(Dataset):
○ ○ ○

PR #821, opened 2019-12-06
Unify PEX buildtime and runtime wheel caches.

### LINKED ISSUE #820: Unify resolve and runtime wheel caches.
The discussion in #789 and continued in the [associated design doc](https://docs.google.com/document/d/1B_g0Ofs8aQsJtrePPR1PCtSAKgBG1o59AhS_NwfFnbI/edit?usp=sharing) led to some spelunking and the realization that Pex currently has two distinct caches for wheels. One for the buildtime resolve of the wheel and one for the runtime extraction of the wheel from zipped pex files. By unifying these caches, we save disk space on machines where we both build and run wheels.

More interesting, apropos to #789, we gain the ability to populate the runtime wheel cache from a local build operation due to unification. For zipped pexes, this allows those pexes to fully resolve their requirements from the resolve-populated cache and thus not actually ever need any of those requirement wheels embedded in the zipped pex.

jsirois:
Previously these caches were seperate. Downloaded wheels and sdists were
cached in `~/.pex/build` and wheels unzipped from zipped pexes at
runtime were cached to `~/.pex/install`.

Now the caches are unified by the resolver such that any wheel installs
performed by it can be seen by zipped PEXes on the same machine when
they go to potentially unzip wheel distributions stored within at PEX
boot time.

N.B.: The cache is not unified in the other direction. If a zipped PEX
is executed on the same machine a PEX build resolve later happens on,
any intersecting wheels will be re-downloaded, built and installed by
the resolve finally unifying the caches from that point forward.

Fixes #820

### DIFF
--- a/pex/common.py
+++ b/pex/common.py
@@ -15,6 +15,7 @@ import threading
 import time
 import zipfile
 from collections import defaultdict
+from contextlib import contextmanager
 from datetime import datetime
 from uuid import uuid4
 
@@ -217,19 +218,84 @@ def safe_sleep(seconds):
       current_time = time.time()
 
 
-def rename_if_empty(src, dest, allowable_errors=(errno.EEXIST, errno.ENOTEMPTY)):
-  """Rename `src` to `dest` using `os.rename()`.
+class AtomicDirectory(object):
+  def __init__(self, target_dir):
+    self._target_dir = target_dir
+    self._work_dir = '{}.{}'.format(target_dir, uuid4().hex)
 
-  If an `OSError` with errno in `allowable_errors` is encountered during the rename, the `dest`
-  dir is left unchanged and the `src` directory will simply be removed.
+  @property
+  def work_dir(self):
+    return self._work_dir
+
+  @property
+  def target_dir(self):
+    return self._target_dir
+
+  @property
+  def is_finalized(self):
+    return os.path.exists(self._target_dir)
+
+  def finalize(self, source=None):
+    """Rename `work_dir` to `target_dir` using `os.rename()`.
+
+    :param str source: An optional source offset into the `work_dir`` to use for the atomic
+                       update of `target_dir`. By default the whole `work_dir` is used.
+
+    If a race is lost and `target_dir` already exists, the `target_dir` dir is left unchanged and
+    the `work_dir` directory will simply be removed.
+    """
+    if self.is_finalized:
+      return
+
+    source = os.path.join(self._work_dir, source) if source else self._work_dir
+    try:
+      # Perform an atomic rename.
+      #
+      # Per the docs: https://docs.python.org/2.7/library/os.html#os.rename
+      #
+      #   The operation may fail on some Unix flavors if src and dst are on different filesystems.
+      #   If successful, the renaming will be an atomic operation (this is a POSIX requirement).
+      #
+      # We have satisfied the single filesystem constraint by arranging the `work_dir` to be a
+      # sibling of the `target_dir`.
+      os.rename(source, self._target_dir)
+    except OSError as e:
+      if e.errno not in (errno.EEXIST, errno.ENOTEMPTY):
+        raise e
+    finally:
+      self.cleanup()
+
+  def cleanup(self):
+    safe_rmtree(self._work_dir)
+
+
+@contextmanager
+def atomic_directory(target_dir, source=None):
+  """A context manager that yields a new empty work directory path it will move to `target_dir`.
+
+  :param str target_dir: The target directory to atomically update.
+  :param str source: An optional source offset into the work directory to use for the atomic update
+                     of the target directory. By default the whole work directory is used.
+
+  If the `target_dir` already exists the enclosed block will be yielded `None` to signal there is
+  no work to do.
+
+  If the enclosed block fails the `target_dir` will be undisturbed.
+
+  The new work directory will be cleaned up regardless of whether or not the enclosed block
+  succeeds.
   """
+  atomic_dir = AtomicDirectory(target_dir=target_dir)
+  if atomic_dir.is_finalized:
+    yield None
+    return
+
+  safe_mkdir(atomic_dir.work_dir)
   try:
-    os.rename(src, dest)
-  except OSError as e:
-    if e.errno in allowable_errors:
-      safe_rmtree(src)
-    else:
-      raise
+    yield atomic_dir.work_dir
+    atomic_dir.finalize(source=source)
+  finally:
+    atomic_dir.cleanup()
 
 
 def chmod_plus_x(path):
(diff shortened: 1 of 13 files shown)


jsirois:
Reviewers, feel free to ignore the second commit unless it's of particular interest to you or otherwise request it be reverted. It is fairly unrelated to the main change except that it spells out the motivating case and that may be worth preserving. I'm at your command here.

pex/common.py
```diff
@@ -217,19 +218,84 @@ def safe_sleep(seconds):
...
-    os.rename(src, dest)
-  except OSError as e:
-    if e.errno in allowable_errors:
-      safe_rmtree(src)
-    else:
-      raise
+    yield atomic_dir.work_dir
+    atomic_dir.finalize(source=source)
+  finally:
+    atomic_dir.cleanup()
```
cosmicexplorer: Calling `.cleanup()` in here and in `.finalize()` bugs me a little, but I don't think I see a better way to write it.

pex/pex_builder.py
```diff
@@ -325,8 +302,10 @@ def add_distribution(self, dist, dist_name=None):
 
     if os.path.isdir(dist.location):
       dist_hash = self._add_dist_dir(dist.location, dist_name)
+    elif dist.location.endswith('.whl'):
+      dist_hash = self._add_dist_wheel_file(dist.location, dist_name)
     else:
-      dist_hash = self._add_dist_zip(dist.location, dist_name)
+      raise self.InvalidDistribution('Unsupported distribution type: {}'.format(dist))
```
cosmicexplorer:
```suggestion
      raise self.InvalidDistribution('Unsupported distribution type: {}. pex can accept dist dirs and wheels.'.format(dist))
```

pex/common.py
```diff
@@ -217,19 +218,84 @@ def safe_sleep(seconds):
...
+      # Per the docs: https://docs.python.org/2.7/library/os.html#os.rename
+      #
+      #   The operation may fail on some Unix flavors if src and dst are on different filesystems.
+      #   If successful, the renaming will be an atomic operation (this is a POSIX requirement).
+      #
+      # We have satisfied the single filesystem constraint by arranging the `work_dir` to be a
+      # sibling of the `target_dir`.
+      os.rename(source, self._target_dir)
+    except OSError as e:
+      if e.errno not in (errno.EEXIST, errno.ENOTEMPTY):
```
cosmicexplorer: This is super readable!

pex/environment.py
```diff
@@ -111,21 +109,14 @@ def _force_local(cls, pex_file, pex_info):
...
-    if not os.path.exists(explode_dir):
-      explode_tmp = explode_dir + '.' + uuid.uuid4().hex
-      with TRACER.timed('Unzipping %s' % pex_file):
-        try:
-          safe_mkdir(explode_tmp)
+    with atomic_directory(explode_dir) as explode_tmp:
+      if explode_tmp:
+        with TRACER.timed('Unzipping %s' % pex_file):
           with open_zip(pex_file) as pex_zip:
             pex_files = (x for x in pex_zip.namelist()
```
cosmicexplorer: Is this logic likely to ever be used elsewhere? Could it perhaps be moved into a separate method named something like `_iter_non_cache_bootstrap_entries(pex_zip)`? "No" is a great answer -- just curious. This code is pretty readable though.

pex/resolver.py
```diff
@@ -256,6 +231,63 @@ def install_chroot(self):
...
+    # pex: PYTHONPATH contains:
+    # pex:     /tmp/pex.pex
+    # pex:   * /usr/lib/python38.zip
+    # pex:     /usr/lib/python3.8
+    # pex:     /usr/lib/python3.8/lib-dynload
+    # pex:     /home/jsirois/.pex/installed_wheels/2a594cef34d2e9109bad847358d57ac4615f81f4/pex-2.0.2-py2.py3-none-any.whl  # noqa
+    # pex:   * /tmp/pex.pex/.bootstrap
+    # pex:   * - paths that do not exist or will be imported via zipimport
+    # pex.pex 2.0.2
+    #
```
cosmicexplorer: This is really useful and effective for understanding the change!

tests/test_unified_install_cache.py
```diff
@@ -0,0 +1,208 @@
...
+from pex.pex_info import PexInfo
+from pex.testing import run_pex_command
+
+
+@pytest.fixture(scope='module')
+def pex_project_dir():
+  return subprocess.check_output(['git', 'rev-parse', '--show-toplevel']).decode('utf-8').strip()
+
+
+def test_issues_789_demo(pex_project_dir):
```
cosmicexplorer: I really appreciate the way the pex codebase maps github issues to resolve to specific tests and comments in the code!

cosmicexplorer:
>  It is fairly unrelated to the main change except that it spells out the motivating case and that may be worth preserving.

I would not have a problem with it being reverted! I think it may be worth preserving if it doesn't seem too brittle, but I also plan to hit the ground running with this concept immediately in pants, so we may not need to keep around a reference for the technique. It may be helpful for other build tools wishing to employ the "dehydrated" pex technique however, at least in giving them a place to start from.

pex/environment.py
```diff
@@ -162,34 +153,14 @@ def _update_module_paths(cls, pex_file):
...
-        dist = DistributionHelper.distribution_from_path(os.path.join(pex, internal_dist_path))
-        with TRACER.timed('Caching %s' % dist):
-          newly_cached_distributions.append(
-            CacheHelper.cache_distribution(zf, internal_dist_path, cached_location))
-
-    return existing_cached_distributions, newly_cached_distributions
+  def _write_zipped_internal_cache(cls, zf, pex_info):
+    cached_distributions = []
+    for distribution_name, dist_digest in pex_info.distributions.items():
+      internal_dist_path = '/'.join([pex_info.internal_cache, distribution_name])
```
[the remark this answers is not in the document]
jsirois: Yes. See section 4.4.17 in the zip spec: https://pkware.cachefly.net/webdocs/casestudies/APPNOTE.TXT
```
    4.4.17 file name: (Variable)

       4.4.17.1 The name of the file, with optional relative path.
       The path stored MUST NOT contain a drive or
       device letter, or a leading slash.  All slashes
       MUST be forward slashes '/' as opposed to
       backwards slashes '\' for compatibility with Amiga
       and UNIX file systems etc.  If input came from standard
       input, there is no file name field.  
```

pex/environment.py
jsirois: Not likely, no.

pex/common.py
jsirois: Agreed on both counts. I also had noodles on that.

pex/environment.py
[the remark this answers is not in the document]
cosmicexplorer: Thank you!

PR #825, opened 2019-12-10
Cleanup extras_require.

jsirois:
We no longer use requests or CacheControl as optional enhancements, our
vendored pip does and it vendors those in.


jsirois:
A sanity check on the distribution we publish led to noticing this cruft.

Issue #806, opened 2019-11-22
Officially support python 3.8


jsirois:
We should update CI / tox / and our project metadata to reflect / test our support for python 3.8.

PR #826, opened 2019-12-12
Use flit to distribute pex.

### LINKED ISSUE #805: Move pex to a pyproject.toml build.
We should dogfood PEP-517 / PEP-518 support inherited through pip, set a good example and I think this can also allow removal of the trickery used currently to make the setup.py self-hosting using `pex.third_party`, although that in itself is a dogfood demonstration of the vendoring we'll lose.

### LINKED ISSUE #807: Switch distribution publishing to `twine`.
We currently use the `upload` command which is deprcated. Use the reccomended `twine` package / cli to do this instead.

jsirois:
This gets rid of the tricky setup.py setuptools and wheel bootstrapping
we were doing using pex vendored versions and gives us non-deprecated
publishing support. In the course of adding a pyproject.toml for flit,
also update pex distribution metadata to officially support Python 3.8
with 1 test tweak. CI for Python 3.8 will come in a follow-up change.

Fixes #805
Fixes #807

Work towards #806


setup.cfg
```diff
@@ -1,2 +0,0 @@
-[wheel]
-universal = 1
```
Eric-Arellano: Are we still marking this somehow? I don't see it in `pyproject.toml`.

jsirois: Its an implication of `requires-python = ">=2.7,<3.9,!=3.0.*,!=3.1.*,!=3.2.*,!=3.3.*,!=3.4.*"`
If you run `flit build` you'll see a universal wheel gets plopped to dist/. There is no tox target for this, just `tox -e publish`, but that's safe to run since pypi does not allow over-writes.

pex/__init__.py
```diff
@@ -1,2 +1,10 @@
 # Copyright 2014 Pants project contributors (see CONTRIBUTORS.md).
 # Licensed under the Apache License, Version 2.0 (see LICENSE).
+
+"""The PEX packaging toolchain."""  # N.B.: Flit uses this as our distribution description.
+
+from __future__ import absolute_import
+
+from pex.version import __version__ as __pex_version__
+
+__version__ = __pex_version__  # N.B.: Flit uses this as out distribution version.
```
codealchemy: s/out/our ?

PR #827, opened 2019-12-12
Kill `pkg_resources` finders monkey-patching.

jsirois:
We no longer used any of this in production except for one `PEXBuilder`
API which is converted to use `pex.pip` to install zipped wheels when
encountered so that they can be found by standard `pkg_resources`
finders.

Tests that use zipped wheels are similarly updated.

### DIFF
--- a/pex/pex_builder.py
+++ b/pex/pex_builder.py
@@ -227,12 +227,12 @@ class PEXBuilder(object):
       return
 
     # check if 'script' is an ordinary script
-    dist, _, _ = get_script_from_distributions(script, self._distributions)
-    if dist:
+    dist_script = get_script_from_distributions(script, self._distributions)
+    if dist_script:
       if self._pex_info.entry_point:
         raise self.InvalidExecutableSpecification('Cannot set both entry point and script of PEX!')
       self._pex_info.script = script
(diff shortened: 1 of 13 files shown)


pex/pex_builder.py
```diff
@@ -324,11 +324,18 @@ def add_dist_location(self, dist, name=None):
...
-    self.add_distribution(bdist, dist_name=name)
-    self.add_requirement(bdist.as_requirement())
+    dist_path = dist
+    if os.path.isfile(dist_path) and dist_path.endswith('.whl'):
+      dist_path = os.path.join(safe_mkdtemp(), os.path.basename(dist))
+      spawn_install_wheel(
+        wheel=dist,
+        install_dir=dist_path,
+        target=DistributionTarget.for_interpreter(self.interpreter)
+      ).wait()
```
Eric-Arellano: This part I'm unclear on. Is this an optimization or necessary to get things working?

jsirois: Its needed to kick our custom zipped-wheel finder to the curb. It's not an optimization since all wheels added to a pex are installed, not zipped (this goes back to a few commits after wheel support was added way back). Really, the zipped wheel finder support was only ~needed in tests and now that's killed too.

PR #828, opened 2019-12-12
Fix pex resolution to respect --ignore-errors.

jsirois:
Previously, pip might warn in red that versions were mismatched but
we would get no failure until pex runtime resolution. Improve pex
runtime resolution error messages and implement pex buildtime
resolution sanity checks when --no-ignore-errors.

At buildtime we now get:
```
$ python -mpex wheel pantsbuild.pants==1.24.0.dev2
Failed to resolve compatible distributions:
1: pantsbuild.pants==1.24.0.dev2 requires wheel==0.31.1 but wheel==0.33.6 was resolved
```

And the corresponding runtime error is now:
```
$ PEX_IGNORE_ERRORS=false python -mpex wheel pantsbuild.pants==1.24.0.dev2 --ignore-errors
Failed to execute PEX file. Needed linux_x86_64-cp-38-cp38 compatible dependencies for:
 1: wheel==0.31.1
    Required by:
      pantsbuild.pants==1.24.0.dev2
    But this pex only contains:
      wheel-0.33.6-py2.py3-none-any.whl
```

### DIFF
--- a/pex/package.py
+++ b/pex/package.py
@@ -15,12 +15,18 @@ def distribution_compatible(dist, supported_tags=None):
     by the platform in question; defaults to the current interpreter's supported tags.
   :returns: True if the distribution is compatible, False if it is unrecognized or incompatible.
   """
-  if supported_tags is None:
-    supported_tags = get_supported()
 
   filename, ext = os.path.splitext(os.path.basename(dist.location))
   if ext.lower() != '.whl':
-    return False
+    # This supports resolving pex's own vendored distributions which are vendored in directory
+    # directory with the project name (`pip/` for pip) and not the corresponding wheel name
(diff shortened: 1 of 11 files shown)


pex/package.py
```diff
@@ -15,12 +15,18 @@ def distribution_compatible(dist, supported_tags=None):
...
   """
-  if supported_tags is None:
-    supported_tags = get_supported()
 
   filename, ext = os.path.splitext(os.path.basename(dist.location))
   if ext.lower() != '.whl':
-    return False
+    # This supports resolving pex's own vendored distributions which are vendored in directory
+    # directory with the project name (`pip/` for pip) and not the corresponding wheel name
+    # (`pip-19.3.1-py2.py3-none-any.whl/` for pip). Pes only vendors universal wheels for all
```
Eric-Arellano: s/Pes/Pex

jsirois: Fixed.

Issue #823, opened 2019-12-10
Pex does not download foreign abi3 wheels correctly


jsirois:
A similar looking issue was encountered in #539 and fixed in #692, although that was for the Pex runtime resolve case; i.e.: resolving wheels stored inside the PEX at runtime. With the switch from the pex resolver to pip, we have a similar issue for downloads of foreign platforms. In particular, passing pip an explicit foreign platform, say: `--platform macosx_10_11_x86_64 --implementation cp --python-version 36 --abi cp36m`, we get the following calculation of supported tags:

○ ○ ○

Look through the material for "think". Copy each line that has it.

(Result of this exercise):
cosmicexplorer: Calling `.cleanup()` in here and in `.finalize()` bugs me a little, but I don't think I see a better way to write it.
I would not have a problem with it being reverted! I think it may be worth preserving if it doesn't seem too brittle, but I also plan to hit the ground running with this concept immediately in pants, so we may not need to keep around a reference for the technique. It may be helpful for other build tools wishing to employ the "dehydrated" pex technique however, at least in giving them a place to start from.
We should dogfood PEP-517 / PEP-518 support inherited through pip, set a good example and I think this can also allow removal of the trickery used currently to make the setup.py self-hosting using `pex.third_party`, although that in itself is a dogfood demonstration of the vendoring we'll lose.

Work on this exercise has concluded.